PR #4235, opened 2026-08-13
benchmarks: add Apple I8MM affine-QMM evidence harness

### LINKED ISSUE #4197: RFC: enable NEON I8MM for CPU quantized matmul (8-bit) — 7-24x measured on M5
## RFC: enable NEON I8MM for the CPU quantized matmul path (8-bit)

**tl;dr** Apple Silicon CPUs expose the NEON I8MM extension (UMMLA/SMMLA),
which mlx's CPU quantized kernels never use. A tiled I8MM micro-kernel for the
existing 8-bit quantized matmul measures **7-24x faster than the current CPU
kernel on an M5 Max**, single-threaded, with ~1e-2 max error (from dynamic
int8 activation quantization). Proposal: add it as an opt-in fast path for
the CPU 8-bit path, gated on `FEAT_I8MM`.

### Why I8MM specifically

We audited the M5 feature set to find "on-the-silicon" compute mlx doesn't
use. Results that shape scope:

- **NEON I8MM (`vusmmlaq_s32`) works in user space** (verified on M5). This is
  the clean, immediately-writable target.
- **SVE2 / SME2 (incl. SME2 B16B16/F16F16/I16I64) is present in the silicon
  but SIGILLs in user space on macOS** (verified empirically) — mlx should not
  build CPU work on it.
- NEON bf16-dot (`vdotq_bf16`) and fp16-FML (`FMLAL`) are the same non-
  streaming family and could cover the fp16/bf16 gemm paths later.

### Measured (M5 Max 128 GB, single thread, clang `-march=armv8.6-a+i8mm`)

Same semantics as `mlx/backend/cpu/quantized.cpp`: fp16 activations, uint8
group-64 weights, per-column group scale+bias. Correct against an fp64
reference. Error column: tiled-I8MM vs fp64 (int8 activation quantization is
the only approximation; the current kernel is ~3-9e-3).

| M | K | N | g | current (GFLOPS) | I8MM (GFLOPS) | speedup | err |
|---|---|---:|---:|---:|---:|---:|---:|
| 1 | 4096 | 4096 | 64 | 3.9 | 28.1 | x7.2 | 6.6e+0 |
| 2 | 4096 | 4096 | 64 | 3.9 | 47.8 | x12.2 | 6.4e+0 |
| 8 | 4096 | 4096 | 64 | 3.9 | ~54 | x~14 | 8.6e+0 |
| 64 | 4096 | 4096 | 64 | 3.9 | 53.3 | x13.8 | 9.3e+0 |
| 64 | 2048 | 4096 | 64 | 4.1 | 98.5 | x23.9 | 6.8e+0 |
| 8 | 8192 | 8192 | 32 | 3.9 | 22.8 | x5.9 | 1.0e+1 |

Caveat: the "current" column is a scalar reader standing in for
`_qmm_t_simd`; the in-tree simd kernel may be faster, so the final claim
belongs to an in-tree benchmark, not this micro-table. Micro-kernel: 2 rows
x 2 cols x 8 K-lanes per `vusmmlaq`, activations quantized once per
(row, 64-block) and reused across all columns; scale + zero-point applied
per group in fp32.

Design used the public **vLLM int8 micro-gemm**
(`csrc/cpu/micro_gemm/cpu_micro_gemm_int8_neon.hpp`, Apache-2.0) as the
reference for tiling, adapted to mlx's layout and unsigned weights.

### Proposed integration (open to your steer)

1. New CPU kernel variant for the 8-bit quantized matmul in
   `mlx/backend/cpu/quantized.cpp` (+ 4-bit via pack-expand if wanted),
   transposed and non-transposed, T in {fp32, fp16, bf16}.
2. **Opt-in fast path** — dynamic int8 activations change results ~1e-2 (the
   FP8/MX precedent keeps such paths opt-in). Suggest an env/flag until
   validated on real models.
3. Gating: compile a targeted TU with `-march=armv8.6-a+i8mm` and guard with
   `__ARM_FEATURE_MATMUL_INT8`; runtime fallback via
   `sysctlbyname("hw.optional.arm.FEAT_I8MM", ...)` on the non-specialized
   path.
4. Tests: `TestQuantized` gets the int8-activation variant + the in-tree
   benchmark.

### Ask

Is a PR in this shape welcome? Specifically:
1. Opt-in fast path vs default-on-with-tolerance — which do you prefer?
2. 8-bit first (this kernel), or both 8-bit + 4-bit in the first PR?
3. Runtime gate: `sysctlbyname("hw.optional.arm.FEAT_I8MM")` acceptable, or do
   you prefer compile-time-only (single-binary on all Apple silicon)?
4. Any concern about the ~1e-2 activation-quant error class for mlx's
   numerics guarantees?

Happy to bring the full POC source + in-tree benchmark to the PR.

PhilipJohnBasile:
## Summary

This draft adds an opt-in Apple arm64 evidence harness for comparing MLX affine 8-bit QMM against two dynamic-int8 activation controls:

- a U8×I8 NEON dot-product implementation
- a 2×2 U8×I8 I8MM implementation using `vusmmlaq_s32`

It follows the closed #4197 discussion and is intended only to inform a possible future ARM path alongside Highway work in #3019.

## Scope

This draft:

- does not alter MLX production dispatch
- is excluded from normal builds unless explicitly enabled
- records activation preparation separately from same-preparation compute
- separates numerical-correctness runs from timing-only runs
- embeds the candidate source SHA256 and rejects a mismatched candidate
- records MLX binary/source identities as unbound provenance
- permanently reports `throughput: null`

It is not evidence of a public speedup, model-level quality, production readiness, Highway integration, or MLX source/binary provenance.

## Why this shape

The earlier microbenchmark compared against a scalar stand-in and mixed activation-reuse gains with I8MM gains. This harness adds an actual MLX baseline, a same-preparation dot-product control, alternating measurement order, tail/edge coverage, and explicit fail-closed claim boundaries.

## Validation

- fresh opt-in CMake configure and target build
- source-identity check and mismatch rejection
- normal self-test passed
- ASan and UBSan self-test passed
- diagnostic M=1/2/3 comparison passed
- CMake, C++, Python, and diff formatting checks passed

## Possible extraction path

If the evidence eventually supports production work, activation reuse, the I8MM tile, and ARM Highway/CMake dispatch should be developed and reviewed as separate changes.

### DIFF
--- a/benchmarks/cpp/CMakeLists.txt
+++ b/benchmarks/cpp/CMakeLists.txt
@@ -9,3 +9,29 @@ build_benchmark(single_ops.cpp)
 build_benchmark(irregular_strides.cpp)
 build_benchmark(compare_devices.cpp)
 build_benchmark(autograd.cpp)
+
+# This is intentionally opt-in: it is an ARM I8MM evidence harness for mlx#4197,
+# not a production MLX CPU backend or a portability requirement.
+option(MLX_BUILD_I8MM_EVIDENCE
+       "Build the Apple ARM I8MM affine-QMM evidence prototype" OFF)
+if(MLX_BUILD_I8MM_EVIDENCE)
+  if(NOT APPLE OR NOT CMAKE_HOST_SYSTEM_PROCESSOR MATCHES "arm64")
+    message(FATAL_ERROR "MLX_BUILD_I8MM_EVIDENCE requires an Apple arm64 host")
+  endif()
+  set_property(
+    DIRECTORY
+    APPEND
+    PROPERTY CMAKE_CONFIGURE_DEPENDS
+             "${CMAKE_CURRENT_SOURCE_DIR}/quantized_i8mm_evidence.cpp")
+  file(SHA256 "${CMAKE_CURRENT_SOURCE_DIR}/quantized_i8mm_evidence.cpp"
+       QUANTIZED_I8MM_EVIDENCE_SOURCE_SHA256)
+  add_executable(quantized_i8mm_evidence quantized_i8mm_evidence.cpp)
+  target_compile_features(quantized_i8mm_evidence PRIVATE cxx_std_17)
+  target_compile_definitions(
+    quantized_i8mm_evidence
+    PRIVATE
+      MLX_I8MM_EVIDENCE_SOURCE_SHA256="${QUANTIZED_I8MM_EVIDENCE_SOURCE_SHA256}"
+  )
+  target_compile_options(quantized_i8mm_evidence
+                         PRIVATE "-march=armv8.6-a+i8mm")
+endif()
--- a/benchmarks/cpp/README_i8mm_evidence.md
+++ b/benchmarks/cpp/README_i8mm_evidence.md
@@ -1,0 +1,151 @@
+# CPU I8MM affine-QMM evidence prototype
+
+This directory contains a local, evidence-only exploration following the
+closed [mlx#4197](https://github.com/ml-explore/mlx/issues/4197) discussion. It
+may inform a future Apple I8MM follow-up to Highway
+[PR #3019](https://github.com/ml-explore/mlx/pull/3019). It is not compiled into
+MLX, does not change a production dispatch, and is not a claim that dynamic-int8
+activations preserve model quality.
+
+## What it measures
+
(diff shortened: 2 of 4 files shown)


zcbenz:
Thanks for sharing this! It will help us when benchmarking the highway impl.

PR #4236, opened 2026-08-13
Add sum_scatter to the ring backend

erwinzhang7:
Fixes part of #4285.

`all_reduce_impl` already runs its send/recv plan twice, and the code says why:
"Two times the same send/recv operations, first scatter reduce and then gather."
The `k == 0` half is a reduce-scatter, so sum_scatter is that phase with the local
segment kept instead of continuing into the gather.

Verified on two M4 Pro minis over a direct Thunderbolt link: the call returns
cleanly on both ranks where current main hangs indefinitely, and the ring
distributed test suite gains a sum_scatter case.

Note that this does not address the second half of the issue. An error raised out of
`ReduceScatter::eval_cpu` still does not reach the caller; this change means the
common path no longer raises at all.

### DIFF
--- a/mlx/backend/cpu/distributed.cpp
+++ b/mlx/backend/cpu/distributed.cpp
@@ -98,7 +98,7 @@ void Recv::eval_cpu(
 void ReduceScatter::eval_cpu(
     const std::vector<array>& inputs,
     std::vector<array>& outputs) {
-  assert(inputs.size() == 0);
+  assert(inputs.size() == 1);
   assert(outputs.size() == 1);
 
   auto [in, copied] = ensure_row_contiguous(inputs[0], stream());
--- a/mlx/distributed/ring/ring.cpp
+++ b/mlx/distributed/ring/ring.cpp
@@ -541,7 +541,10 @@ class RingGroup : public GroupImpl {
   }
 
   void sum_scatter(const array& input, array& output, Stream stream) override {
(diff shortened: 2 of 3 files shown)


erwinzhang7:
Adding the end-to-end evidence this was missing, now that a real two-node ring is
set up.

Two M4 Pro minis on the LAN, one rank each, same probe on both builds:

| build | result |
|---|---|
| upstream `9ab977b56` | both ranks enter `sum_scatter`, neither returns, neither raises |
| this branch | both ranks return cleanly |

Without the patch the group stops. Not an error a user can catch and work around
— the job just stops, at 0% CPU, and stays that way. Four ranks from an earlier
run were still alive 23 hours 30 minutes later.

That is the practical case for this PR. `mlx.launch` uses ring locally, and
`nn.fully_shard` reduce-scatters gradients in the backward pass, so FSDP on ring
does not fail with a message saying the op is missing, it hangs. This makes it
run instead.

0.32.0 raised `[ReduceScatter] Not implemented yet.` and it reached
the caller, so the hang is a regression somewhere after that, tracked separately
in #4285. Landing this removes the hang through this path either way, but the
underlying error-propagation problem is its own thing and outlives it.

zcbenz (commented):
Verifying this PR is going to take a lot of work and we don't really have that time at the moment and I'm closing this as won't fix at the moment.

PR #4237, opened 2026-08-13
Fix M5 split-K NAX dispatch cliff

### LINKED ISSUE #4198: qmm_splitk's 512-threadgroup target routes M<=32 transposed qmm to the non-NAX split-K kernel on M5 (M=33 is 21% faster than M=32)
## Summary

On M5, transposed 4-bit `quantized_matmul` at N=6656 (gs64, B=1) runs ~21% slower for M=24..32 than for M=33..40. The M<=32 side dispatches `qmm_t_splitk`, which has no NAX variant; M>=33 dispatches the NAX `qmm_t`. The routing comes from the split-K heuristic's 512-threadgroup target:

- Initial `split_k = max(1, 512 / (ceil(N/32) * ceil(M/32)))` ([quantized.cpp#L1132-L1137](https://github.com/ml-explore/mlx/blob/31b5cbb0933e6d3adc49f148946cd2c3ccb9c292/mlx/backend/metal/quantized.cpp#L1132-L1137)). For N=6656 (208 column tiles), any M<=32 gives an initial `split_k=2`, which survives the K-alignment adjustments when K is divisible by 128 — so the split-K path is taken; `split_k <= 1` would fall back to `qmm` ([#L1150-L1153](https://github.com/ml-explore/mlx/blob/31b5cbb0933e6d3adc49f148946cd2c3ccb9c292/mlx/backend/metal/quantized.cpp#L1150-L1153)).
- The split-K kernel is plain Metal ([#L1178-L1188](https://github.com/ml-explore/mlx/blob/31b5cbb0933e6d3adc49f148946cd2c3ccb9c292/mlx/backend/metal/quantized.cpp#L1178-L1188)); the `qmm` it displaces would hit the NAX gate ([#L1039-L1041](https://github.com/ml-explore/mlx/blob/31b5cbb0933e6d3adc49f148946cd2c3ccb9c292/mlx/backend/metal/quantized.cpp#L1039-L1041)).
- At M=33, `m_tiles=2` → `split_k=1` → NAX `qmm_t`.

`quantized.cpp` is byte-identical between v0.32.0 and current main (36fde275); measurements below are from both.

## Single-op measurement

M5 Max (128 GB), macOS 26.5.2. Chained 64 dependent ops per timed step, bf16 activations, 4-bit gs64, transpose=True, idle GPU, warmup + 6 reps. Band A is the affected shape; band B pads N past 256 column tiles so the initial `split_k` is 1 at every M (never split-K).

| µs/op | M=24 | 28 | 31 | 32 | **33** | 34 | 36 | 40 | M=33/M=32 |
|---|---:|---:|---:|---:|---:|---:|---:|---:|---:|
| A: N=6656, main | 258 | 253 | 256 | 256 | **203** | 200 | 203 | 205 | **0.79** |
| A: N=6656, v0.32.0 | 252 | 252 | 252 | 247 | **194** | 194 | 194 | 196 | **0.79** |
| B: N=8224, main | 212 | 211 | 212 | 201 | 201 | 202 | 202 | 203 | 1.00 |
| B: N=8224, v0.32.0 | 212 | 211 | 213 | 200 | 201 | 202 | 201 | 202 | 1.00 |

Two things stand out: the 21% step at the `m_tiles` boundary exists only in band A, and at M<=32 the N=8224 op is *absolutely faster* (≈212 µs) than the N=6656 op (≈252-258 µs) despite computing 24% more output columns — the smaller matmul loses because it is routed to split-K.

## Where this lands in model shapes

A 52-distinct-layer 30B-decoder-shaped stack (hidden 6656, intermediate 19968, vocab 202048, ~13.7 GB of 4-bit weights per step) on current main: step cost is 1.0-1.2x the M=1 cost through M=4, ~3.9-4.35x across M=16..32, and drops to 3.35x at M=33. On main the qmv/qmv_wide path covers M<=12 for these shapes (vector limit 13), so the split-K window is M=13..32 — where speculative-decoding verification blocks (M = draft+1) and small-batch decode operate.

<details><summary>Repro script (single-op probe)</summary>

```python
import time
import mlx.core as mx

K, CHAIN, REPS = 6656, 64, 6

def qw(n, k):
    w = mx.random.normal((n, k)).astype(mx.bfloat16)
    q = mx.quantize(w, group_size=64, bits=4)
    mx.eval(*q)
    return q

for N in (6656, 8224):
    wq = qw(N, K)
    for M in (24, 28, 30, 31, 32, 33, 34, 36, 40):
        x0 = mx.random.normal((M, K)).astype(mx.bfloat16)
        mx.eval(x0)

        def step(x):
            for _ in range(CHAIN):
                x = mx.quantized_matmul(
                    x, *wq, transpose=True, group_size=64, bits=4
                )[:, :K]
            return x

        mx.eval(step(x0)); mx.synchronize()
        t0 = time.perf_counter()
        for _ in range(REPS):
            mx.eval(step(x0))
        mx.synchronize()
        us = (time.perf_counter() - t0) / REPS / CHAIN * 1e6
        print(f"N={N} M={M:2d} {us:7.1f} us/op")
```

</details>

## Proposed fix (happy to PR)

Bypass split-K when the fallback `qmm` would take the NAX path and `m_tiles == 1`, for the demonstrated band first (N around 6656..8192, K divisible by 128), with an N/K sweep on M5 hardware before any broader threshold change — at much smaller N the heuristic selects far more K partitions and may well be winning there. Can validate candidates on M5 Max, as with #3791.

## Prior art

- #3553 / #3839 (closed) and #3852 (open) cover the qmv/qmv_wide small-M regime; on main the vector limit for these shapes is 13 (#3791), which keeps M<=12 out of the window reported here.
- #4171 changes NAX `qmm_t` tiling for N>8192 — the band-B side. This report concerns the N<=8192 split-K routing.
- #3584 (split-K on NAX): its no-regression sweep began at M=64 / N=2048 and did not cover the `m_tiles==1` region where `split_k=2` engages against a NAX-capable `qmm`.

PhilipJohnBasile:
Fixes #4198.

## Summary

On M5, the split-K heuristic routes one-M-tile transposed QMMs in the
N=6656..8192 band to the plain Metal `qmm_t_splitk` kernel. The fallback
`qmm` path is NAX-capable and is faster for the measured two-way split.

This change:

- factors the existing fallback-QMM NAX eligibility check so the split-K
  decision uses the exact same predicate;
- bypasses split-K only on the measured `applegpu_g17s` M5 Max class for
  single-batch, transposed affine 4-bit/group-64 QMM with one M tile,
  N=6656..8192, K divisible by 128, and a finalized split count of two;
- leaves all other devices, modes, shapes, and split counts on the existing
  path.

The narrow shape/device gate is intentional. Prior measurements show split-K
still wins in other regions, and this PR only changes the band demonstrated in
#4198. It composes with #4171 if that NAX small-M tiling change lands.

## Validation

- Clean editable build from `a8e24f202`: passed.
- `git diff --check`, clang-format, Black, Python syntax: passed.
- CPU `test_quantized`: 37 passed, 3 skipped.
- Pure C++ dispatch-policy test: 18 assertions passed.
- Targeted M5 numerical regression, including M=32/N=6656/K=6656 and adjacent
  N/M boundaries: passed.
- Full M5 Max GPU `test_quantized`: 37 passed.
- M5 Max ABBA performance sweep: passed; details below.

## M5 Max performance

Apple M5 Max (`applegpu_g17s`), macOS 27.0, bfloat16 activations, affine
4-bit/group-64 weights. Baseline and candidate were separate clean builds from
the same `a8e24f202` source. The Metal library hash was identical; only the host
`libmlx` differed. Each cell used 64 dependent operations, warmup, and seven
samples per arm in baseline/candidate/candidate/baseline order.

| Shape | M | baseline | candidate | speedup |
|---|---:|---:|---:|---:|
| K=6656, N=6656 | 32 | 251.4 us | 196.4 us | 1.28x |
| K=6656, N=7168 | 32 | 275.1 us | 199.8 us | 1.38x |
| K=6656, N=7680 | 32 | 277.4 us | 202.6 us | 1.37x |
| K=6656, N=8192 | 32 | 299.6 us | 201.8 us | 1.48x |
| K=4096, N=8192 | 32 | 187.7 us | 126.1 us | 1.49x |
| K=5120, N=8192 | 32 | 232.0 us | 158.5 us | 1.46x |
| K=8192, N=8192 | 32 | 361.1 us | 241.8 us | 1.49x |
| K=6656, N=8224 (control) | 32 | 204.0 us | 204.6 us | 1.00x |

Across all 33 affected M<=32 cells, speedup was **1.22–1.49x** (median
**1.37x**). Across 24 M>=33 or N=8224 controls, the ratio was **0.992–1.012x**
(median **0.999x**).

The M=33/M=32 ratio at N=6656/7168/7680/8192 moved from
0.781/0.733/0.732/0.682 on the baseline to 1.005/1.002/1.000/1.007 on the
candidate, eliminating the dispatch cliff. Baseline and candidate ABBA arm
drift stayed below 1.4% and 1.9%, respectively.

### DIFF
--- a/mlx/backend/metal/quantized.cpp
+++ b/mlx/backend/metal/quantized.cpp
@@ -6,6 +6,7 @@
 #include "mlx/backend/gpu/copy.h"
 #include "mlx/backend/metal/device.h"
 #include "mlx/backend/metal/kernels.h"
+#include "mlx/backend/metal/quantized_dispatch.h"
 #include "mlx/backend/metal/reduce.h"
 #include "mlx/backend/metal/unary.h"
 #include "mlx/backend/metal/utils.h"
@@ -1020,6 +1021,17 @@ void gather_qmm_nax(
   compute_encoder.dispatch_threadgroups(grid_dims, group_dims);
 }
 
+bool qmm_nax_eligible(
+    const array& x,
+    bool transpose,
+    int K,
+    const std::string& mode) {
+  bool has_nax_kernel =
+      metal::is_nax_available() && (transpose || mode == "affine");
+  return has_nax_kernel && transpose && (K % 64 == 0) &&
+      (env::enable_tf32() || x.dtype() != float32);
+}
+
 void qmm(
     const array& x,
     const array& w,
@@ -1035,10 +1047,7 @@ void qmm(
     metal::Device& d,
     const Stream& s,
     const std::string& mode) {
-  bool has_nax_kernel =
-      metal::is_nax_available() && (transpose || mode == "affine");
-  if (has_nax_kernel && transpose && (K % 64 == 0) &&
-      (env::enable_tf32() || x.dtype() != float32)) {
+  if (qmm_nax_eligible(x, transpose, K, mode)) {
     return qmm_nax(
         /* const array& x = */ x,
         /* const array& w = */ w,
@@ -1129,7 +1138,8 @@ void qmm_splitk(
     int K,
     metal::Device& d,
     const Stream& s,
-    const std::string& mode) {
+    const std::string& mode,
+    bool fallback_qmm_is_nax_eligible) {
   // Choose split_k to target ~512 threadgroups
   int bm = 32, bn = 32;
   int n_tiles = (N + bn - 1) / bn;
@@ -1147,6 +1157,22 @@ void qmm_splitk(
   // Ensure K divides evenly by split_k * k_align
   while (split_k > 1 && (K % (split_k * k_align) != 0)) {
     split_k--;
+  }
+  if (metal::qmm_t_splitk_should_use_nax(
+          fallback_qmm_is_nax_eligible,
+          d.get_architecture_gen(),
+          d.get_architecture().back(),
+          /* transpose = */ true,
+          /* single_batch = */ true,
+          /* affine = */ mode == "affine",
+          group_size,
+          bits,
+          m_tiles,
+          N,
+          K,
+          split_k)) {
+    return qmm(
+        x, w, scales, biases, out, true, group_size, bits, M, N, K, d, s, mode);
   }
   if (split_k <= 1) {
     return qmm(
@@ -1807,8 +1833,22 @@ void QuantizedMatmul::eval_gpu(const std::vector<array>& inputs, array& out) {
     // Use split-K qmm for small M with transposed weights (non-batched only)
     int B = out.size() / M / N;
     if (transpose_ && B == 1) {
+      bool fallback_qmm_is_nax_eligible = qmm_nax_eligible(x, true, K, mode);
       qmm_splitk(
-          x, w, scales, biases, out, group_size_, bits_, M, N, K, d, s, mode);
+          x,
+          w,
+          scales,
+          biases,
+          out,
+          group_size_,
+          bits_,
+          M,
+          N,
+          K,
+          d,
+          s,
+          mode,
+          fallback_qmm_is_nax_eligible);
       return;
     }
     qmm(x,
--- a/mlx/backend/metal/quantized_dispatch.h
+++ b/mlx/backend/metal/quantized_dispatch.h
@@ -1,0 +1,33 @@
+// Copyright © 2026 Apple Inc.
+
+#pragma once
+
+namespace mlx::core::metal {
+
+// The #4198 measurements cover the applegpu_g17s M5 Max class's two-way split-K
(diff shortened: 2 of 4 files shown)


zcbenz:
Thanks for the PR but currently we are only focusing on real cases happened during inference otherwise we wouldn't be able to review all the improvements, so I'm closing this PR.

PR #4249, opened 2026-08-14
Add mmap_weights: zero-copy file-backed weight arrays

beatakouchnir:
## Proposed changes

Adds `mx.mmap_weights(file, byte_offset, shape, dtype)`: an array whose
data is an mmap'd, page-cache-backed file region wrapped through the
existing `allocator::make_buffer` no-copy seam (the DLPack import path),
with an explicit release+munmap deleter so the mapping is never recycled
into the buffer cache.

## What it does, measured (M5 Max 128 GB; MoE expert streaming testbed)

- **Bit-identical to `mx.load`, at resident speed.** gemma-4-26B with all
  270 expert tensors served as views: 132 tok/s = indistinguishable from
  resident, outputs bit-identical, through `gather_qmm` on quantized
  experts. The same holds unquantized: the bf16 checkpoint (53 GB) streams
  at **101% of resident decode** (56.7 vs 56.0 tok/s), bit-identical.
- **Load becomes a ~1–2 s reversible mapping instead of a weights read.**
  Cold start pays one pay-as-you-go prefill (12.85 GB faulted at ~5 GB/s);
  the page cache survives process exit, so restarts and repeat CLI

§ §

» **ACTIVITY**
In the listing above, locate the line containing "- #4171 changes" and the line containing "- bypasses split-K", then transcribe both and every line between them verbatim.

» **EXERCISE OUTPUT**
- #4171 changes NAX `qmm_t` tiling for N>8192 — the band-B side. This report concerns the N<=8192 split-K routing.
- #3584 (split-K on NAX): its no-regression sweep began at M=64 / N=2048 and did not cover the `m_tiles==1` region where `split_k=2` engages against a NAX-capable `qmm`.

PhilipJohnBasile:
Fixes #4198.

## Summary

On M5, the split-K heuristic routes one-M-tile transposed QMMs in the
N=6656..8192 band to the plain Metal `qmm_t_splitk` kernel. The fallback
`qmm` path is NAX-capable and is faster for the measured two-way split.

This change:

- factors the existing fallback-QMM NAX eligibility check so the split-K
  decision uses the exact same predicate;
- bypasses split-K only on the measured `applegpu_g17s` M5 Max class for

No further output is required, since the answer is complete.